Optical systems find widespread use in various industries. Optoelectronic systems in particular provide valuable monitoring and object detection capabilities, including in safety-critical applications. As an example, single- or multi-camera imaging systems may be used to monitor or “guard” the area around an industrial robot, metal press, or other hazardous machine, and to provide emergency-stop signaling in response to detecting the intrusion of a human being into the guarded, hazardous area.
Many machine vision systems use stereoscopic vision or multi-camera imaging, which involves two or more cameras having overlapping fields of view. By viewing the same object or objects from different viewing angles, the observed disparity between the positions of objects in respective ones of the multiple views provides a basis for computing distances to those objects. In an example case, a machine vision system uses stereoscopic image processing to detect objects in a monitored zone and to calculate the distances to those objects.

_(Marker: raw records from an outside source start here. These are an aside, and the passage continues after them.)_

PR #3958, opened 2022-12-15
Deprecate nucleicacids pair distances results in favour of results.pair_distances [Issue 3744]

### LINKED ISSUE #3744: change nucleicacids results dict
The new experimental `nucleicacids` analysis module contains the https://github.com/MDAnalysis/mdanalysis/blob/c01d82bb86b480c8b2ae87f36497e7fc0a726c84/package/MDAnalysis/analysis/nucleicacids.py#L61 class as its base class. It presents results in a `Results` dict. The content is different from what other AnalysisBase-based classes use in that 
* it contains "times" which duplicates the `.times` attribute coming from AnalysisBase
* has integers as additional keys where "first index is selection, second index is time"

Specifically, for each of the selections, a dict is stored https://github.com/MDAnalysis/mdanalysis/blob/c01d82bb86b480c8b2ae87f36497e7fc0a726c84/package/MDAnalysis/analysis/nucleicacids.py#L134-L135 and res_dict comes [from https://github.com/MDAnalysis/mdanalysis/blob/c01d82bb86b480c8b2ae87f36497e7fc0a726c84/package/MDAnalysis/analysis/nucleicacids.py#L128-L129](https://github.com/MDAnalysis/mdanalysis/blob/c01d82bb86b480c8b2ae87f36497e7fc0a726c84/package/MDAnalysis/analysis/nucleicacids.py#L126-L129) where `dist` is an array of distances.

The "selections" are the individual base pairs so in order to query the distance of base pair `j` at time frame `t` I would use `results[j][t]`.

Please correct me, @ALescoulie , if I misrepresented anything here.

@IAlibay 's suggestion (from https://github.com/MDAnalysis/mdanalysis/pull/3735#pullrequestreview-1020755173) :
> would it make sense to consider switching this to instead be `results.pair_distances` (maybe even making it a *pairs x times* 2D ndarray?

Additionally, I  suggest to transpose so that the first axis corresponds to time frame and the second axis to pair index:
```python
results.pair_distances[:, j]    # time series of pair j
results.pair_distances[-1]      # all distances at the last time frame
```
The "one observation per row" layout is canonical and also used e.g. in the RMSD results.

Don't change anything... but this makes this module behave and feel different from the others and tools such as mdacli might have a hard time working with it — comments by @PicoCentauri  and @joaomcteixeira especially welcome on how to best structure `results`.

## Additional context ##

* https://github.com/MDAnalysis/mdanalysis/pull/3735#pullrequestreview-1020755173
* PR #3611 where nucleicacids was implemented
* *I am willing to ignore semver here* and change Results and anything else that needs changing in a breaking manner between 2.2 and 2.3, based on the fact that the module is in its infancy and is effectively experimental and likely has not had much uptake yet, so we're not going to hurt many users. It's much more important to define the API well (and not be bogged down with deprecations and crud code).

IAlibay:
Fixes #3744

A bit of a hack on Results, but thankfully we were only deprecating the one thing.

 - Directly indexing `results` is deprecated in favor of `results.pair_distances`. To be removed in v2.5.0
 - (being a bit eager on the 2.5.0 removal, can shift to 3.0.0 if it's really needed)

PR Checklist
------------
 - [x] Tests?
 - [x] Docs?
 - [x] CHANGELOG updated?

### DIFF
--- a/package/MDAnalysis/analysis/nucleicacids.py
+++ b/package/MDAnalysis/analysis/nucleicacids.py
@@ -45,7 +45,7 @@ For applications see :cite:p:`b-Denning2011,b-Denning2012`.
     Denning2012
 
 Distances
-_________
+---------
 
 .. autoclass:: NucPairDist
     :members:
@@ -60,6 +60,7 @@ _________
 """
 
 from typing import List, Dict
+import warnings
 
 import numpy as np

Such detection may be safety critical, such as when the monitored zone represents a dangerous area or volume around an industrial machine and the machine vision system is relied upon for detecting the encroachment of objects into the monitored area. Here, the term “objects” can be broadly understood to include humans.
The accuracy and overall performance of a machine vision system depends on a number of critical mechanical alignments. Consider FIG. 1, for example, which depicts an example lens 6 and image sensor 8—“imager 8”—as might be included within a sensor head or other camera assembly of a machine vision system. Within the limits of the applicable manufacturing precision and tolerances, the camera assembly fixes the relative positioning of lens 6 and the imager 8, which may be Charge Coupled Device, CCD, or other pixel array.
These key alignments are better understood in the context of FIG. 2, which shows the image plane of the imager 8, in relation to the focal plane of the lens 6. Absent misalignment problems, the camera assembly fixes the image plane parallel to the focal plane and fixes the image plane at the proper distance d from the focal plane.
However, as a consequence of aging, thermal expansion, vibration, impact, etc., various kinds of mechanical misalignments may be introduced, such as a relative shifting or translation of the imager 8 relative to the lens 6 in a direction perpendicular to the optical axis. These side-to-side shifts, whether arising from movement of the lens 6 or imager 8, or both, move the optical center or origin R of the image plane off of the optical axis and out of alignment with the optical center or origin O of the focal plane.
Additionally, the lens 6 and/or imager 8 may shift along the optical axis. These shifts, which are referred to as longitudinal translations, change the distance d between the lens 6 and the imager 8. Longitudinal translations effectively change the magnification or focal length of the camera assembly.
As a further example of misalignment, the imager 8 may rotate about the optical axis. Such rotation effectively rotates the image projection from the lens 6 onto the image plane. Still further, any relative tilting of the lens 6 and/or imager 8 will cause the image plane to no longer be parallel with the focal plane. Tilting changes the image projection onto the image plane and, like the other, foregoing misalignments, degrade the ability of the machine vision system to accurately process the images obtained from its cameras.
Further issues arise in the context of focal quality and/or contrast. The lens 6 may have, for example, a focal quality profile wherein the focal quality of the lens 6 is highest at the lens center and lowest at the edges of the lens. FIG. 3 depicts an example focal quality profile for the lens 6.
While the focal quality profile of the lens 6 generally will be such that the minimum focal quality of the lens is acceptable, at least under nominal operating conditions, misting, fogging, oiling, dusting, etc., on the lens 6 and/or imager 8, will degrade the focal quality and/or contrast seen in the images acquired from the imager 8. Other environmental changes, such as changes in scene lighting may also degrade contrast or other image parameters.